- **TASK INSTRUCTIONS**
Of the entries below, return only those lines from the line with "Update README.md" to the line with "Issue #52, opened 2016-10-26", exactly, both included.

++++ RECORDS PROVIDED

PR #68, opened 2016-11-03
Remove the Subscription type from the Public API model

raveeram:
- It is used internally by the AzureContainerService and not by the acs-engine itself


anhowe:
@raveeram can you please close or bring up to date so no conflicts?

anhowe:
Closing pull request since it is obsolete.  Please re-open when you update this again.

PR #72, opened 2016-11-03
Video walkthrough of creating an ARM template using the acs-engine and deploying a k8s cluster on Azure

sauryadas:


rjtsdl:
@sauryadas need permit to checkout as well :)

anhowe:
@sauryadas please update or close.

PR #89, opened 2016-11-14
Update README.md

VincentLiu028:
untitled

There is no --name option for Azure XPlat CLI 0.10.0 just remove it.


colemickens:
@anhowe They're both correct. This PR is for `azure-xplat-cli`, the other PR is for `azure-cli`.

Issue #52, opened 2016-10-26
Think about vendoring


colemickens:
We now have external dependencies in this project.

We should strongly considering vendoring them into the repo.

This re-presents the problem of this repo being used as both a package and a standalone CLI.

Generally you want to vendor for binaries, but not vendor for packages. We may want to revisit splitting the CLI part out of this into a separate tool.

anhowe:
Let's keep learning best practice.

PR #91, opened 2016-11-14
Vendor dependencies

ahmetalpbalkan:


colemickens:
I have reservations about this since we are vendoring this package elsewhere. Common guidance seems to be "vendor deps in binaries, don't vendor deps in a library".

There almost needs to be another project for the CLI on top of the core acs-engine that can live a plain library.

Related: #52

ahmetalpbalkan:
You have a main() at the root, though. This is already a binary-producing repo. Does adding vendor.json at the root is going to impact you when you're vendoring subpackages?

++++++++

- **EXERCISE RESULT**
Update README.md

VincentLiu028:
untitled

There is no --name option for Azure XPlat CLI 0.10.0 just remove it.


colemickens:
@anhowe They're both correct. This PR is for `azure-xplat-cli`, the other PR is for `azure-cli`.

Issue #52, opened 2016-10-26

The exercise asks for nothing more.